PROMPT: Return verbatim every line from the first line of the data below to the line that contains "previously surfaced raw", inclusive, and no further.

INPUT MATERIAL:
○ ○ ○
PR #154, opened 2026-05-23
mobile(chat/voice + auth/sign-in): live language + retryable error + friendly auth error (#67 #63 #95)

matovu-farid:
## Closes
- Closes #67 — voice-chat language re-read on settings change (P2)
- Closes #63 — voice-chat error non-blocking with retry (P2)
- Closes #95 — sign-in maps raw provider error to friendly string (P2)

## Summary
**#67 (CHT-024)** — the mobile voice-chat singleton cached `getLanguage`
in its constructor closure, so changing the voice-chat language in
Settings was ignored until the consumer remounted the reader. The shared
`createVoiceChatService` already calls `getLanguage()` inside the
cold-activate AND warm-reactivate paths, so the fix is to give the
mobile factory a live default that reads `usePrefsStore.getState()
.voiceChatLanguage` at every call.

**#63 (CHT-016)** — `useVoiceChat.start` previously surfaced activation
failures via `Alert.alert('Voice Chat Error', ...)` — modal, no retry,
no "Open Settings" affordance. The hook now keeps the error in local
state and returns `voiceError`, `isMicPermissionError`, `retryStart()`,
and `dismissError()` so the consumer can mount its own snackbar / banner
(mirroring the existing `useUndoSnackbar` / `UploadErrorSnackbar`
pattern). `Alert.alert` is no longer called by the hook.

**#95 (STA-020)** — `setError(msg)` previously surfaced raw `lib/auth`
errors like "Sign-in callback URL is missing the required \`state\`
parameter" or "PKCE pkce_mismatch (403)". Added a local `mapSignInError`
(kept parallel with `PremiumFeatureSheet`'s helper, which can't be
imported today because the sheet is owned by a parallel PR) that maps
state / PKCE / 403, 410 / session-expired, and network / fetch shapes to
user-facing copy with a generic fallback.

## Verification
- `pnpm exec tsc --noEmit` — no new errors on touched files. (The
  pre-existing `effect`/`xstate` module-not-found errors on
  `packages/shared/src/voice-chat/*` and the worktree-only
  `usePlayerMachine` / `lib/auth` errors are unchanged by this PR.)
- Focused tests, all green:
  - `__tests__/voice-chat/service-language.test.ts` (3 tests, CHT-024)
  - `__tests__/hooks/useVoiceChat-error.test.ts` (5 tests, CHT-016)
  - `__tests__/hooks/useVoiceChat.test.ts` (7 pre-existing tests still pass)
[...]

PR #207, opened 2026-05-23
mobile(library/import): pipeline hardening cluster (#115 #122 #123 #124 #125 #129 #131)

### LINKED ISSUE #115: mobile/library/import: No duplicate-by-file-hash check on import
## Summary
Every import generates a new UUID; no hash check prevents the same file from importing twice.

## Files
- `apps/mobile/lib/file-import.ts:114-181`
- `apps/mobile/lib/sync/file-sync.ts:44-56`

## Acceptance
- Before `runImportWithService`, hash the source bytes; check books table for matching `fileHash`; return `{ ok: false, stage: 'duplicate' }` if found.
- Jest test: import same EPUB twice → second returns duplicate error.

## Domain
`mobile/library/import` — fixer batch routing.

## Source
`.parity-v3/2026-05-22-mobile/VALIDATED.md#DAT-002`

### LINKED ISSUE #122: mobile/library/import: Cover extraction failure uses opaque sentinel
## Summary
`__failed` string written to `coverPath`; no boolean column; no retry path.

## Files
- `apps/mobile/lib/book-import/adapters.ts:356`
- `apps/mobile/lib/book-storage.ts:150-168`

## Acceptance
- Add a `coverExtractionFailed: boolean` column to the schema; migrate sentinel.
- Add a "Retry cover" option in the long-press menu.

## Domain
`mobile/library/import` — fixer batch routing.

## Source
`.parity-v3/2026-05-22-mobile/VALIDATED.md#DAT-010`

### LINKED ISSUE #123: mobile/library/import: Failed import leaves orphan book directory
## Summary
Per-book dir is created before the row insert; failure to copy leaves the dir.

## Files
- `apps/mobile/lib/file-import.ts:130-140`
- `apps/mobile/lib/book-import/adapters.ts:88-117`

## Acceptance
- Wrap import in try-catch; on failure, remove the per-book directory before rethrowing.

## Domain
`mobile/library/import` — fixer batch routing.

## Source
`.parity-v3/2026-05-22-mobile/VALIDATED.md#DAT-011`

### LINKED ISSUE #124: mobile/library/import: URL import doesn't check Content-Length before
## Summary
No size check; 2GB file would OOM the device.

## Files
- `apps/mobile/lib/file-import.ts:309-371`

## Acceptance
- Read `Content-Length` header (HEAD or GET); reject if > 500MB.
- Jest test: mock response with huge size → expect throw.

## Domain
`mobile/library/import` — fixer batch routing.

## Source
`.parity-v3/2026-05-22-mobile/VALIDATED.md#DAT-012`

### LINKED ISSUE #125: mobile/library/import: Import UUID fallback can collide on rapid calls
## Summary
Fallback UUID doesn't persist state; two rapid calls could return the same ID.

## Files
- `apps/mobile/lib/file-import.ts:87-96`
- `apps/mobile/lib/file-handler.ts:42-51`

## Acceptance
- Add a counter to the fallback, OR check DB existence before insert.

## Domain
`mobile/library/import` — fixer batch routing.

## Source
`.parity-v3/2026-05-22-mobile/VALIDATED.md#DAT-013`

### LINKED ISSUE #129: mobile/library/import: URL import has no AbortController for
## Summary
Dismissing the sheet doesn't cancel the in-flight fetch; large downloads keep buffering.

## Files
- `apps/mobile/components/UrlImportSheet.tsx:26-49`
- `apps/mobile/lib/file-import.ts:309-371`

## Acceptance
- Wire an `AbortController`; pass `signal` to fetch; abort on sheet dismiss.
- Jest test: dismiss during fetch → fetch aborts.

## Domain
`mobile/library/import` — fixer batch routing.

## Source
`.parity-v3/2026-05-22-mobile/VALIDATED.md#DAT-017`

### LINKED ISSUE #131: mobile/library/import: Cover extraction is fire-and-forget; user sees
## Summary
Extraction errors are not surfaced. Users see a book with no cover with no signal that extraction failed vs is pending.

## Files
- `apps/mobile/lib/book-import/adapters.ts:403-457`
- `apps/mobile/lib/file-import.ts:151-164`

## Acceptance
- Service returns extraction status; row renders "Cover pending" or "Cover unavailable" until resolved.
- Long-press menu offers Retry.

## Domain
`mobile/library/import` — fixer batch routing.

## Source
`.parity-v3/2026-05-22-mobile/VALIDATED.md#DAT-019`

matovu-farid:
## Closes
- Closes #115 — duplicate-by-file-hash check on import (P2)
- Closes #122 — cover extraction error surfaces typed reason (P2)
- Closes #123 — failed imports clean up orphan directories (P2)
- Closes #124 — URL import checks Content-Length before download (P2)
- Closes #125 — UUID fallback collision-safe (P3)
- Closes #129 — URL import cancellable via AbortController (P3)
- Closes #131 — cover extraction surfaces completion state (P2)

## Summary
Hardening pass on the mobile book-import + URL-import pipeline. Each issue lands as a single Conventional Commits commit with TDD red→green→refactor coverage.

- **#115** — `runImportWithService` hashes the source bytes BEFORE creating the per-book dir, queries the books table for a matching `fileHash`, and short-circuits to `stage: 'duplicate'` on hit. URL import shares the same gate and tears down its tmp dir on duplicate.
- **#122** — The CoverPort now emits a typed `CoverExtractionFailureReason` discriminated union (`read-error`, `parse-error`, `write-error`, `no-cover-found`, `format-unsupported`) via a new `onExtractionFailure` callback. The persisted `'__failed'` sentinel stays for backward compat with `book-storage.mapRowToBook` (owned by sibling slot); the schema column promotion + "Retry cover" long-press menu remain follow-ups.
- **#123** — Both ownership sites for the per-book directory (`createMobileFsPort.copyBookToAppData` on the picker path and `importBookFromUrl` on the URL path) now best-effort delete the dir on failure paths (copy throw, service ok:false, service throw, duplicate hit) before re-throwing.
- **#124** — `importBookFromUrl` reads `Content-Length` from whichever response first reveals it (HEAD probe, otherwise the GET response) and rejects with a "File is too large" message above the 500 MB cap BEFORE materialising the body. Missing or non-numeric content-length falls through.
- **#125** — Both `lib/file-import.ts` and `lib/file-handler.ts` fold a module-level monotonic counter into the leading 8 nibbles of their fallback UUID, so two synchronous calls cannot collide even if `Math.random()` returns the same value back-to-back. `crypto.randomUUID` is still preferred when available.
- **#129** — `importBookFromUrl(url, { signal })` accepts an optional AbortSignal and forwards it to BOTH the HEAD probe and the GET. `UrlImportSheet` holds an `AbortController` in a ref per download and aborts it on dismiss. AbortError is suppressed in the sheet (the dismiss already tore down the UI).
- **#131** — The success outcome now carries a `coverPromise: Promise<CoverState>` that resolves to `ready` | `unavailable` | `unsupported` once the shared importer's fire-and-forget post-save pipeline finishes. The Book type, BookRow UI, and "Retry cover" affordance are owned by sibling slots; the data-layer signal is the half that unblocks them.

## Verification
- `pnpm exec tsc --noEmit` — only 4 pre-existing baseline errors in `__tests__/book-import/file-import.test.ts` (legacy `Book | null` typing, broken on `main` before this branch). 0 new errors from this PR.
- Jest: 8 affected suites pass (50+ tests new + existing):
  - `cover-extraction-failure.test.ts` (4) — sentinel unchanged
  - `cover-extraction-typed-reason.test.ts` (8) — NEW for #122
  - `cover-state-surface.test.ts` (4) — NEW for #131
  - `data-integrity.test.ts` (5) — DAT-001/004/007 unchanged
  - `duplicate-detection.test.ts` (3) — NEW for #115
  - `orphan-dir-cleanup.test.ts` (5) — NEW for #123
  - `url-import.test.ts` (15) — adjusted mocks for new DB query in #115
  - `url-import-abort.test.ts` (3) — NEW for #129
  - `url-import-size-limit.test.ts` (5) — NEW for #124
  - `uuid-fallback.test.ts` (3) — NEW for #125
  - `UrlImportSheet.test.tsx` (4) — P1-AD unchanged
  - `UrlImportSheet-abort.test.tsx` (1) — NEW for #129
- The pre-existing `book-import/file-import.test.ts` baseline failure (`Cannot use import statement outside a module` from `@react-navigation/native`) is not regressed by this PR.

## Deferred follow-ups (out of partition)
- #122: schema migration to a dedicated `coverExtractionFailed` boolean column + long-press menu for retry (touches `book-storage.ts`, `types/book.ts`, `BookRow.tsx`)
- #131: UI rendering of `coverState='pending'` / `'unavailable'` strings in BookRow (touches `BookRow.tsx`)


matovu-farid (commented):
Findings from a deep-pass review of the import-pipeline hardening cluster. (Posting as COMMENT because GitHub forbids REQUEST_CHANGES on one's own PR — verdict in summary is effectively block-ship on the first item.)

## Block ship (1)
- **Soft-deleted books permanently un-importable** — `lib/file-import.ts:226-230`. `findDuplicateByHash` queries `eq(books.fileHash, fileHash)` only — no `isDeleted` predicate. The schema has `isDeleted` (`packages/shared/src/schema.ts:31`) and the PR's own docstring claims the gate matches "non-deleted" rows. Net effect: once a user deletes a book and tries to re-import the same file, it lands as `stage:'duplicate'` with no recovery short of manual SQL.

## Important (3)
- **Picker save/parse failure leaks the per-book dir** — claim #123 says cleanup runs on "ALL failure paths". It doesn't. The shared importer (`packages/shared/src/book-import/importer.ts:175`) calls `fs.removeFile(bookPath)` on parse-fail (file only, not dir) and does nothing at all on save-fail — both leave `books/<uuid>/` behind. Only `FsPort.copyBookToAppData` throw (`lib/book-import/adapters.ts:119`) and the URL wrapper (`lib/file-import.ts:655`) actually delete the dir.
- **URL scratch dir leaks on success** — `lib/file-import.ts:622-647`. `importBookFromUrl` mints a UUID, creates `books/<urlScratchUuid>/`, writes `tmp.<format>` there, then calls `runImportWithService` which mints a DIFFERENT UUID (line 265) for the real book. On success the tmp file is deleted (line 644) but the scratch dir is never removed — every URL import leaks an empty directory whose name looks like a real book id and will confuse any future janitor walking `/books/`.
- **iOS/Android share-sheet path bypasses the dup-by-hash gate** — `lib/file-handler.ts:185`. The share-sheet flow drives the shared service directly without calling `findDuplicateByHash`. Closes-#115 should cover this surface or the issue should explicitly carve it out — right now sharing the same file twice from the OS produces two library rows.

## Polish / observability (4)
- **Sentinel string drift risk** — `COVER_EXTRACTION_FAILED_SENTINEL = '__failed'` is declared in `lib/book-import/adapters.ts:453` AND `lib/book-storage.ts:148` with comments acknowledging the duplication. Promote to a shared constant in `packages/shared` or re-export from one module — silent drift here breaks `mapRowToBook`'s sentinel detection without any test catching it.
- **Size cap relies entirely on Content-Length header** — `lib/file-import.ts:594-603`. `URL_IMPORT_MAX_BYTES = 500MB` is enforced only against the advertised header. A server that omits the header (or lies) lets a 2 GB body through `arrayBuffer()` (line 615) and OOMs anyway — exactly the bug #124 was meant to prevent. Streaming the body via a reader with a running byte total would close the loop.
- **Duplicate-detection race** — `lib/file-import.ts:256` (SELECT) and the shared service's INSERT are not in a transaction. Two concurrent imports of the same bytes both see no match and both insert. Low-probability on a phone but documented as best-effort — a unique index on `(userId, fileHash) WHERE isDeleted=0` would close it cheaply.
- **Test suite is pure-mock, not integration** — the 62 new tests stub `expo-file-system`, `@/lib/db`, `@/lib/sync/file-sync`, and the entire `createMobileBookImportService` factory. They pin contracts at the function boundary but won't catch wiring bugs (e.g. the missing `isDeleted` predicate above passes all current tests). The kanban prompt asked for integration-style tests against real fs/db — these don't meet that bar.

## Worth checking (lower confidence)
- `UrlImportSheet.tsx:74-78`: `abortRef` is cleared in `finally` only if it still points at the just-settled controller, which is correct. But `handleClose` aborts and nulls the ref synchronously; the in-flight `try` block's `controller.signal.aborted` check then suppresses both success and error branches — so the user could tap Download → cancel → tap Download again rapidly and see no spinner clearing if the first promise never reached `finally`. Race window is small but exists.
- `parseContentLengthOrNull` rejects non-integer headers, which is correct, but treats `'0'` as a valid zero-length advertisement and lets it through. The shared service will parse-fail on empty bytes, which is the desired outcome — flagging only because it's an unusual code path.

## Note
The `apps/rishi-electron/package.json` version revert (1.3.33 → 1.3.32) is a known branch-age artifact and is not counted as a finding.

## Verdict
Do not merge as-is. The `isDeleted` predicate is a one-line fix that should land before this ships; the picker-path orphan-dir gap and the share-sheet dup-bypass should either be fixed here or explicitly carved out in #115 / #123.

matovu-farid:
Thanks for the deep-pass review — patched the three blockers in three NEW commits (no force-push, no amend):

## Block ship
- **`lib/file-import.ts:226-230` — soft-deleted books permanently un-importable**
  Fixed in `e85d329c`. `findDuplicateByHash` now SELECTs with `AND isDeleted = false`. Regression covers (a) soft-deleted-only match → import proceeds, (b) live row alongside soft-deleted row → still rejected as duplicate. `apps/mobile/__tests__/book-import/duplicate-detection.test.ts`.

## Important
- **iOS/Android share-sheet bypasses dup-by-hash gate**
  Fixed in `ef34e5dc`. `findDuplicateByHash` is now exported from `lib/file-import.ts` and called from `lib/file-handler.ts` (the share-sheet entry point) before the shared service runs. Added a `'duplicate'` reason to `IncomingFileResult`. Regression in `apps/mobile/__tests__/file-handler.test.ts` asserts the gate fires for share-sheet and the import service is not invoked on a hit.
- **URL scratch dir leaks on success**
  Fixed in `daaa2b4c`. After `tmpFile.delete()` on URL-import success the scratch `books/<urlScratchUuid>/` is also removed via `safeDeleteDirectory(bookDir)`. The orphan-dir-cleanup test that previously asserted the dir stayed on success now asserts it's removed.

## Carved out
- **`packages/shared/src/book-import/importer.ts:175` — picker-path doesn't remove bookDir on parse/save fail**
  Filed as #209 with labels `critic-sweep`, `priority:p2`, `mobile:data`, assigned, and added to the Rishi project board in Todo. This is outside this PR's file partition (`packages/shared/`) so cannot be fixed here.

## Polish / observability (not in this batch — would be follow-up tickets if you want them tracked)
- Sentinel-string drift between `lib/book-import/adapters.ts:453` and `lib/book-storage.ts:148`.
- 500MB cap relies on Content-Length header (streaming reader would close the loop).
- Duplicate-detection race (no transaction wrapping SELECT + INSERT).
- Mock-only test suite (kanban prompt asked for integration-style tests).

Happy to file any of the polish items as follow-up issues if you want them tracked on the board.

Verification: `pnpm exec jest --testPathPatterns="book-import|file-handler"` → 11/12 suites pass, 78/78 tests pass. The one failing suite (`__tests__/book-import/file-import.test.ts`) fails identically on the pre-patch HEAD (`@react-navigation/native` ESM/Jest config issue) — not introduced by this patch. `pnpm exec tsc --noEmit` shows no new errors in the import-pipeline partition.

matovu-farid (commented):
3-layer code review funnel: **PASS** (review-clean; auto-merge BLOCKED by systemic CI). 0 surviving findings at Layer 1 (~10 NITs across 3 reviewers on the largest PR in this batch; 0 reached majority KEEP).

**Why clean — 7-issue import pipeline hardening cluster verified:**
- **#115** file-hash dedup: SHA-256; soft-delete predicate (`isDeleted = false`) so soft-deleted books can be re-imported. All 3 surfaces (picker, URL, share-sheet) gated.
- **#122** typed cover failures: discriminated union `CoverPortDeps.onExtractionFailure` plumbed through; `reportFailure` swallow-wraps callback so throwing observer can't break pipeline.
- **#123** orphan cleanup: picker + URL paths covered (including URL scratch-dir success cleanup).
- **#124** Content-Length pre-check: strict `/^\d+$/` parser; HEAD pre-check with signal; rejects before GET; 500MB cap.
- **#125** UUID fallback: counter increments BEFORE template fill, mixed into first 8 nibbles MSB-first; pathological `Math.random=()=>0.5` test pins distinctness; v4 variant bits preserved.
- **#129** abort: AbortController forwarded to BOTH HEAD and GET; `UrlImportSheet` uses ref (not closure) for controller; `handleClose` aborts unconditionally; post-await race guard; no error banner on user-initiated abort.
- **#131** cover state surface: `createDeferred<CoverState>` with `settled` flag prevents double-resolve.

All `catch` blocks contain `/* best-effort */` + surrounding comments. No `as any` outside test mocks. No `.skip`, `@ts-ignore`, `setTimeout(_,0)`, or `--no-verify`. PR #154 consumer-wiring precedent satisfied for the abort UX deliverable.

Non-blocking observations: `findDuplicateByHash` swallows DB errors silently (observability gap); `file-handler.ts handleIncomingFile` doesn't clean `bookDir` on `service.importFromPath` failure (partial gap vs PR's "both ownership sites" claim); `URL_IMPORT_MAX_BYTES` bypassed when both HEAD and GET omit `Content-Length` (chunked encoding — no post-`arrayBuffer()` re-check); UUID generator duplicated in two files. All deferred.

Posted as COMMENT — GitHub blocks self-approval. See .parity/codereview-207/FINDINGS.md.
○ ○ ○
YOUR SOLUTION:
PR #154, opened 2026-05-23
mobile(chat/voice + auth/sign-in): live language + retryable error + friendly auth error (#67 #63 #95)

matovu-farid:
## Closes
- Closes #67 — voice-chat language re-read on settings change (P2)
- Closes #63 — voice-chat error non-blocking with retry (P2)
- Closes #95 — sign-in maps raw provider error to friendly string (P2)

## Summary
**#67 (CHT-024)** — the mobile voice-chat singleton cached `getLanguage`
in its constructor closure, so changing the voice-chat language in
Settings was ignored until the consumer remounted the reader. The shared
`createVoiceChatService` already calls `getLanguage()` inside the
cold-activate AND warm-reactivate paths, so the fix is to give the
mobile factory a live default that reads `usePrefsStore.getState()
.voiceChatLanguage` at every call.

**#63 (CHT-016)** — `useVoiceChat.start` previously surfaced activation
failures via `Alert.alert('Voice Chat Error', ...)` — modal, no retry,
no "Open Settings" affordance. The hook now keeps the error in local
state and returns `voiceError`, `isMicPermissionError`, `retryStart()`,
and `dismissError()` so the consumer can mount its own snackbar / banner
(mirroring the existing `useUndoSnackbar` / `UploadErrorSnackbar`
pattern). `Alert.alert` is no longer called by the hook.

**#95 (STA-020)** — `setError(msg)` previously surfaced raw `lib/auth`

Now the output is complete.